*** Opening Data ***

PR #1024, opened 2018-05-21
Ogm 1222 mongodb object mutation test

ntviet18:
https://hibernate.atlassian.net/browse/OGM-1222

### DIFF
--- a/mongodb/pom.xml
+++ b/mongodb/pom.xml
@@ -112,6 +112,12 @@
             <artifactId>jboss-transaction-api_1.2_spec</artifactId>
             <scope>provided</scope>
         </dependency>
+        <dependency>
+            <groupId>de.flapdoodle.embed</groupId>
+            <artifactId>de.flapdoodle.embed.mongo</artifactId>
+            <version>2.0.3</version>
+            <scope>test</scope>
+        </dependency>
         <!-- Required by PackagingRule -->
         <dependency>
             <groupId>org.jboss.shrinkwrap</groupId>
--- a/mongodb/src/test/java/org/hibernate/ogm/datastore/mongodb/test/InsertTest.java
+++ b/mongodb/src/test/java/org/hibernate/ogm/datastore/mongodb/test/InsertTest.java
@@ -1,0 +1,71 @@
+/*
+ * Hibernate OGM, Domain model persistence for NoSQL datastores
+ *
+ * License: GNU Lesser General Public License (LGPL), version 2.1 or later
+ * See the lgpl.txt file in the root directory or <http://www.gnu.org/licenses/lgpl-2.1.html>.
+ */
+
+package org.hibernate.ogm.datastore.mongodb.test;
+
+import javax.persistence.Entity;
+import javax.persistence.Id;
+
+import org.hibernate.ogm.datastore.mongodb.utils.MongoDbServerRunner;
+import org.hibernate.ogm.utils.OgmTestCase;
+import org.hibernate.ogm.utils.TestForIssue;
+
+import org.junit.Test;
+import org.junit.runner.RunWith;
+
+/**
+ * @author The Viet Nguyen
+ */
+@TestForIssue(jiraKey = "OGM-1222")
+@RunWith(MongoDbServerRunner.class)
+public class InsertTest extends OgmTestCase {
+
+	@Test
+	public void testModifyObjectAfterPersisting() {
+		inTransaction( em -> {
+			Subject subject = new Subject( "1", "name" );
+			em.persist( subject );
+			subject.setName( "name2" );
+			em.flush();
+		} );
+	}
+
+	@Override
+	protected Class<?>[] getAnnotatedClasses() {
+		return new Class[] { Subject.class };
+	}
+
+	@Entity(name = "subject")
+	static class Subject {
+
+		@Id
+		private String id;
+
+		private String name;
+
+		public Subject(String id, String name) {
+			this.id = id;
+			this.name = name;
+		}
+
+		public String getId() {
+			return id;
+		}
+
+		public void setId(String id) {
+			this.id = id;
+		}
+
+		public String getName() {
+			return name;
+		}
+
+		public void setName(String name) {
+			this.name = name;
+		}
+	}
+}
--- a/mongodb/src/test/java/org/hibernate/ogm/datastore/mongodb/test/InsertTest.java
+++ b/mongodb/src/test/java/org/hibernate/ogm/datastore/mongodb/test/InsertTest.java
@@ -24,6 +24,10 @@ import org.junit.runner.RunWith;
 @RunWith(MongoDbServerRunner.class)
 public class InsertTest extends OgmTestCase {
 
+	/**
+	 * Verify flush does not duplicate Entity on changing field, even if we are in
+	 * the same transaction that creates the Entity itself.
+	 */
 	@Test
 	public void testModifyObjectAfterPersisting() {
 		inTransaction( em -> {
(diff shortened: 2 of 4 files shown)


mongodb/src/test/java/org/hibernate/ogm/datastore/mongodb/test/InsertTest.java
```diff
@@ -0,0 +1,71 @@
...
+
+import org.junit.Test;
+import org.junit.runner.RunWith;
+
+/**
+ * @author The Viet Nguyen
+ */
+@TestForIssue(jiraKey = "OGM-1222")
+@RunWith(MongoDbServerRunner.class)
+public class InsertTest extends OgmTestCase {
```
DavideD: What's the purpose of this test? We already test insertion and persisting I think

ntviet18: This test was submitted by an user. He thinks there is an error if we persist then mutate the entity. I tried to reproduce, but it seems already fixed.

DavideD: Ah OK, thanks.
OK, Thanks

mongodb/pom.xml
```diff
@@ -112,6 +112,12 @@
             <artifactId>jboss-transaction-api_1.2_spec</artifactId>
             <scope>provided</scope>
         </dependency>
+        <dependency>
+            <groupId>de.flapdoodle.embed</groupId>
+            <artifactId>de.flapdoodle.embed.mongo</artifactId>
+            <version>2.0.3</version>
+            <scope>test</scope>
+        </dependency>
```
fax4ever: Even if the dependency is used just in mongoDb module, we usually manage the version in parent pom. For instance take a look to:
```xml
<dependency>
  <groupId>org.skyscreamer</groupId>
  <artifactId>jsonassert</artifactId>
  <version>${version.org.skyscreamer.jsonassert}</version>
  <scope>test</scope>
</dependency>
```

mongodb/src/test/java/org/hibernate/ogm/datastore/mongodb/test/InsertTest.java
fax4ever: Nice test. It seems the same case reported in the issue.
Could you add comment in javadoc like "Verify flush does not duplicate an entity on changing field, in the same transaction we create it". You could improve the text of the comment :P

mongodb/src/test/java/org/hibernate/ogm/datastore/mongodb/utils/EmbeddedMongoDbServerRule.java
```diff
@@ -0,0 +1,95 @@
...
+				running.set( false );
+				mongodExecutable.stop();
+			}
+		}
+	}
+
+	private boolean portOpen() {
+		try {
+			Socket sock = new Socket( MONGODB_HOSTNAME, MONGODB_PORT );
+			sock.close();
```
fax4ever: Maybe we can move this line a finally clause. WDYT?

mongodb/src/test/java/org/hibernate/ogm/datastore/mongodb/utils/EmbeddedMongoDbServerRule.java
```diff
@@ -0,0 +1,95 @@
...
+	private static final String MONGODB_HOSTNAME = env.getOrDefault( "MONGODB_HOSTNAME", "localhost" );
+	private static final int MONGODB_PORT = Integer.parseInt( env.getOrDefault( "MONGODB_PORT", "27018" ) );
+
+	private MongodExecutable mongodExecutable;
+
+	@Override
+	protected void before() throws Exception {
+		synchronized (running) {
+			if ( running.compareAndSet( false, true ) && portOpen() ) {
+				log.info( "Starting embedded MongoDb server..." );
```
fax4ever: What happens if the method portOpen() returns false?

mongodb/src/test/java/org/hibernate/ogm/datastore/mongodb/test/InsertTest.java
fax4ever: Maybe "Verify flush does not duplicate Entity on changing field, even if we are in the same transaction that creates the Entity itself".

mongodb/pom.xml
gsmet: TBH, I'm a bit surprised we need this? Don't we already start a MongoDB server when we run the tests? Why would we need another one?

ntviet18: @fax4ever , thank you

mongodb/src/test/java/org/hibernate/ogm/datastore/mongodb/test/InsertTest.java
fax4ever: It's a minor issue... but in this way the test will be more readable from outside.

mongodb/pom.xml
ntviet18: @gsmet , I think it's a little bit more convenient if we can run the tests directly from IDE. WDYT?

mongodb/src/test/java/org/hibernate/ogm/datastore/mongodb/utils/EmbeddedMongoDbServerRule.java
ntviet18: AFAIR, the exception is thrown when we `close`. Let's me recheck.

mongodb/pom.xml
gsmet: Ah yes, usually, I start a MongoDB server for that.

If we want to do that, we should be consistent and do it everywhere. It's weird to have only one test working like that.

@DavideD I suppose it's you who should decide what you prefer for the test infrastructure.

mongodb/src/test/java/org/hibernate/ogm/datastore/mongodb/utils/EmbeddedMongoDbServerRule.java
ntviet18: In this case, nothing because we assume that MongoDb has already ran, e.g. by maven plugin. In a worse case, some process other than MongoDb acquired that port. Do you think we should log a warning?

fax4ever: Ah ok, if the port is busy it means that the server is up and running by maven. So nothing it is necessary. It's ok sorry.

mongodb/pom.xml
DavideD: I agree with @gsmet on this: if we use this approach for one test we should try to be consistent.
The problem that I see with this PR is that II wouldn't expect an issue about adding a specific test to also change the way we run the tests in the project. It seems a task big enough to deserve a separate issue. 

Could you update this PR for OGM-1222 (by removing the mongodb server runner) and create new JIRA and PR with the MongoDBserverRunner that also updates the existing tests?

@ntviet18, Would you find it surprising to be able to run this test without having a server running but not the others?

I also noticed that we have  a HotRodServerLifeCycle in the infinispan-remote project . It is bound to the surefire plugin, do we need something similar here as well?

Thanks

mongodb/src/test/java/org/hibernate/ogm/datastore/mongodb/test/InsertTest.java
```diff
@@ -0,0 +1,75 @@
...
+	 * the same transaction that creates the Entity itself.
+	 */
+	@Test
+	public void testModifyObjectAfterPersisting() {
+		inTransaction( em -> {
+			Subject subject = new Subject( "1", "name" );
+			em.persist( subject );
+			subject.setName( "name2" );
+			em.flush();
+		} );
```
DavideD: Shouldn't you load the on object in a separate transaction and check that it's changed? How do you know that it's saved as "named2" and not just ignored?

DavideD:
@ntviet18 I would like to close this PR. I'm going to send a new one with only the test. Feel free to send a new PR for the MongoDB rule associated with a JIRA issue, thanks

*** Closing Data ***

■ Action item: In the entries above, please find the line with "<groupId>org.jboss.shrinkwrap</groupId>" and the line with "directory or <http://www.gnu.org/licenses/lgpl-2.1.html>.", then write out exactly those two lines and every line between them, and nothing more.

■ Written response:
             <groupId>org.jboss.shrinkwrap</groupId>
--- a/mongodb/src/test/java/org/hibernate/ogm/datastore/mongodb/test/InsertTest.java
+++ b/mongodb/src/test/java/org/hibernate/ogm/datastore/mongodb/test/InsertTest.java
@@ -1,0 +1,71 @@
+/*
+ * Hibernate OGM, Domain model persistence for NoSQL datastores
+ *
+ * License: GNU Lesser General Public License (LGPL), version 2.1 or later
+ * See the lgpl.txt file in the root directory or <http://www.gnu.org/licenses/lgpl-2.1.html>.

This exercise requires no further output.